PR #780, opened 2022-02-22
Move entries intuitively in `case`, `cond` and similar functions

mainej:
Some functions are known to take a set of clauses which are binary expressions. For example, `case` has clauses made up of a test-constant and a result-expr. `move-coll-entry` should move these clauses together.

```clojure
(case a
  |1 :one
  2 :two)

;; should become

(case a
  2 :two
  |1 :one)
```

This patch makes clauses move together for `assoc`, `assoc!`, `case`, `cond`, `condp`, `cond->`, and `cond->>`. It handles the optional default expression in `case` and `condp`.

It's common to find some of these functions within threading macros, and so this patch handles those situations too. I don't use that syntax often so I'm not sure I've covered all the cases.

It also handles the [ternary expression syntax](https://clojuredocs.org/clojure.core/condp) of `condp`. I believe that usage is rare in the wild, but this code understands it.

### DIFF
--- a/CHANGELOG.md
+++ b/CHANGELOG.md
@@ -6,7 +6,8 @@
   - Fix cljfmt settings merge during refresh/classpath configs merge to avoid multiple config vectors on same symbol.
 
 - Editor
-  - Fix wrong args on extract function from multi-arity fn. #683
+  - extract-function: Fix wrong args when extracting from multi-arity fn. #683
+  - move-coll-entry: clauses move intuitively in `assoc`, `case`, `cond`, and similar functions. #780 @mainej
 
 ## 2022.02.23-12.12.12
 
--- a/lib/src/clojure_lsp/feature/move_coll_entry.clj
+++ b/lib/src/clojure_lsp/feature/move_coll_entry.clj
@@ -9,25 +9,33 @@
 
 (set! *warn-on-reflection* true)
 
-(defn- count-siblings-left
-  "Count the number of sibling nodes to the left of the child node `zloc`."
-  [zloc]
-  (->> zloc
-       (iterate z/left)
-       (take-while (complement z/leftmost?))
-       count))
+(defn ^:private tag-p [tag-set]
+  (comp tag-set z/tag))
 
-(defn- count-siblings-right
-  "Count the number of sibling nodes to the right of the child node `zloc`."
-  [zloc]
-  (->> zloc
-       (iterate z/right)
-       (take-while (complement z/rightmost?))
-       count))
+;;;; Redefine core helpers to treat uneval as comment. See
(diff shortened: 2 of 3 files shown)


ericdallo:
Amazing! I'll leave it to review soon after the next release

mainej:
That's good @ericdallo, because this PR is not quite ready. I submitted it and then started discovering lots of little edge cases. I have one more to fix. I'll leave a comment when it's ready for review.

mainej:
Added: pairwise movement in `assoc` and `assoc!`.

mainej:
clj-rewrite doesn't treat uneval nodes, what it calls `#_`, as whitespace. 🤯 That means none of the "whitespace aware" movement helpers like `z/right` behave like I expect them to.

ericdallo:
@mainej maybe you can ask on #rewrite-clj Clojurians slack, usually @lread helps a lot with those doubts

mainej:
> ask on #rewrite-clj

Good idea. Question [asked](https://clojurians.slack.com/archives/CHB5Q2XUJ/p1645662848468789).

mainej:
@lread clarified: there's an [existing clj-rewrite issue](https://github.com/clj-commons/rewrite-clj/issues/70) about skipping uneval nodes. He said that—as a workaround—copying the navigation helpers is OK. I updated the comments with a link to that issue, but otherwise I don't think there are any other changes that belong in this PR. So, it's ready for review.

My sense is that a lot—or maybe all—of the clojure-lsp code expects uneval nodes to be skipped when navigating. I'd be nice to configure the skipping logic at zipper construction time, as suggested in https://github.com/clj-commons/rewrite-clj/issues/70. We might benefit by offering patch for that issue, or at least by moving the helpers in move-coll-entry into a shared namespace. But, those fixes can be explored in a separate Issue.

ericdallo (approved):
Looks good, thanks for the detailed tests!

ericdallo:
We can merge after solving the changelog conflict

mainej:
I'm not seeing any conflicts. That is, I can cleanly merge this branch with master. But for some reason it looks like Github can't do an automatic rebase. Would you like me to do a manual rebase and force push that?

mainej:
Oh... I bet I know what happened. There _was_ a merge conflict momentarily, but the `master` commit that caused the conflict was reverted. So now there's no conflict again.

ericdallo:
Yes, it seems, maybe a force push will solve it

mainej:
@ericdallo force-pushed and ready for merge, I believe.

ericdallo:
Maybe we could add a gif on features.md later?
Thank you!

================================

Exercise objective
Look above for the line with "Yes, it seems, maybe", then copy it and each later line exactly, stopping at the last line of the records.

Solution to the exercise
Yes, it seems, maybe a force push will solve it

mainej:
@ericdallo force-pushed and ready for merge, I believe.

ericdallo:
Maybe we could add a gif on features.md later?
Thank you!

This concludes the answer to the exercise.